##### Dataset content
PR #597, opened 2024-03-27
NNS1-2886: Remove hardwallet options from ledger-icp

dskloetd:
# Motivation

`dfinity/ledger-icp` now uses the same code path for hardware wallet transaction and normal transaction.
The `LedgerCanister` factory method still accepts some options specific to hardware wallet code that no longer exists.

# Changes

Remove the obsolete options.

# Tests

Still pass.

# Todos


mstrasinskis (approved):
Thanks!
##########
Exercise requirements »
A word-for-word copy of the material is required.

Answer to the problem »
PR #597, opened 2024-03-27
NNS1-2886: Remove hardwallet options from ledger-icp

dskloetd:
# Motivation

`dfinity/ledger-icp` now uses the same code path for hardware wallet transaction and normal transaction.
The `LedgerCanister` factory method still accepts some options specific to hardware wallet code that no longer exists.

# Changes

Remove the obsolete options.

# Tests

Still pass.

# Todos


mstrasinskis (approved):
Thanks!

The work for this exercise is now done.